I'm glad to see this blog and someone willing to speak out against the Owl Drug Collectors blogsite and Levine! Nothing worthwhile comes out of that blog and he certainly is full of himself to say the least!


----------



## mctaggart67 (Feb 26, 2013)

I know it's an online fist fight of sorts, but this is getting too funny:
 http://owldrugcollectorsecho.wordpress.com/


----------



## westernbittersnut (Feb 26, 2013)

Absolutely love it! I am so glad to see this blogsite take on Levine's blog trash. That guy is nothing but a detriment to the antique bottle collecting community.


----------



## mctaggart67 (Mar 30, 2013)

It would seem that Levine is not happy with the "Echo" blogsite, but he won't name it or directly respond to it. I'm thinking because he knows that he can only control what's on his blog and wants to protect his "loyal troops" from "propaganda" on other sites. Totalitarian to the max!


----------



## andy volkerts (Mar 31, 2013)

What he said double!!


----------



## GLOPTOP (Apr 4, 2013)

I agree with Warren and Andy, love to see this guy finally get a dose of his own crap! Very witty and funny blog site, and absoluteley ALL TRUE!


----------



## Plumbata (Apr 4, 2013)

Very funny indeed, but that writing style seems familiar... I've seen it on here before... If I'm right and the author reads this, well, good job and keep it up!


----------



## OsiaBoyce (Apr 4, 2013)

I think I'll file this under.................."I've Got Better Things To Argue Over"

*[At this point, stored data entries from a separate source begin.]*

PR #406, opened 2016-12-30
stbt lint: Check that frameobjects pass self._frame

drothlis:
...to stbt.match etc.

TODO:

- [x] Only if call is inside a frameobject member
- [x] Only inside properties
- [x] Test with older pylint?
- [x] Tests.

### DIFF
--- a/_stbt/pylint_plugin.py
+++ b/_stbt/pylint_plugin.py
@@ -86,7 +86,7 @@ class StbtChecker(BaseChecker):
                 else:
                     self.add_message('E7003', node=node, args=arg.as_string())
 
-        if _in_frameobject(node):
+        if _in_frameobject(node) and _in_property(node):
             for funcdef in node.func.infer():
                 if (isinstance(funcdef, FunctionDef) and
                         funcdef != YES and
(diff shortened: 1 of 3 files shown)


wmanley:
I really like the idea of this.  It should only apply to `@property`s though rather than all methods.

Another useful lint would be checking referring to other public properties from `is_visible`, but increasingly I am coming round to your viewpoint that  we should just fix that so it's not a problem.

_stbt/pylint_plugin.py
```diff
@@ -80,6 +86,30 @@ def visit_callfunc(self, node):
...
+            for funcdef in node.func.infer():
+                if (isinstance(funcdef, FunctionDef) and
+                        funcdef != YES and
+                        "frame" in funcdef.argnames()):
+                    index = funcdef.argnames().index("frame")
+                    if node.keywords:
+                        kwargs = [k.arg for k in node.keywords]
+                    else:
+                        kwargs = []
+                    if len(node.args) <= index and "frame" not in kwargs:
```
wmanley: This is elegant.  I like how you don't have to hard-code the list of functions to check against.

 Seems though someone has a scatological/coprophilia fetish..............................and a lack of class and finesse to say the least.


----------



## mctaggart67 (Apr 4, 2013)

I think the point of the scatalogical wording is all part of the blog's satire because the blog metaphorically compares Levine's writing to that which belongs in the toilet. You have the luxury, Osia, of taking the high ground -- and fair play to ya -- but Levine has taken so many unfair shots at so many others in the bottle collecting world. The owl echo blog is in bad taste and certainly lacks class, but I think it's certainly finessed with good arguments and criticisms.


----------



## mctaggart67 (Apr 13, 2013)

The Owl Drug "echo" blog has changed its style, and it reads better now. It seems our friend Levine has been answering bot comments as if they are from real people actually interested in what he has to say:

 http://owldrugcollectorsecho.wordpress.com/


----------